RSA-in-four-lines-of-whatever? Andrew Kuchling's 1995 Python version should be deobfuscatable:
#!/usr/local/bin/python -- -export-a-crypto-system-sig -RSA-in-4-lines-Python
from sys import*;from string import*;a=argv;[s,p,q]=filter(lambda x:x[:1]!=
'-',a);d='-d'in a;e,n=atol(p,16),atol(q,16);l=(len(q)+1)/2;o,inb=l-d,l-1+d
while s:s=stdin.read(inb);s and map(stdout.write,map(lambda i,b=pow(reduce(
lambda x,y:(x<<8L)+y,map(ord,s)),e,n):chr(b>>8*i&255),range(o-1,-1,-1)))
My binary relation query language?
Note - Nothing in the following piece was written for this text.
PR #1033, opened 2015-10-08
Keep the label positions in the label list stable while typing labels #789

### LINKED ISSUE #789: Keep the label positions in the label list stable while typing labels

The Prolog implementation of an evaluator is
:- multifile rel/3. % because there are relational facts to add later
rel(compose(S, R), C, B) :- rel(S, C, A), rel(R, A, B).
rel(converse(R), B, A) :- rel(R, A, B).
rel(intersect(R, S), B, A) :- rel(R, B, A), rel(S, B, A).
rel(product([]), _, []).
rel(product([R|Rs]), B, [RB|RsB]) :-
rel(R, B, RB), rel(product(Rs), B, RsB).
rel(sum, [A, B], C) :- var(A), not(var(B)), not(var(C)), A is C - B.
rel(sum, [A, B], C) :- not(var(A)), var(B), not(var(C)), B is C - A.
rel(sum, [A, B], C) :- not(var(A)), not(var(B)), var(C), C is A + B.
rel(sum, [A, B], C) :- not(var(A)), not(var(B)), not(var(C)), C is A + B.
rel(=<, A, B) :- A =< B.
rel(N, _, N) :- number(N).
rel(i, X, X).
rel(first, [A, _], A).
rel(second, [_, B], B).
and presumably you could write an expression parser for the query language as a DCG of even fewer lines.
Earlier versions of Blosxom, with comments removed? 0+5i is 144 lines, which is just 12 lines over the threshold.
Strachey's checkers player in CPL. Peter Norvig got it running and critiqued it.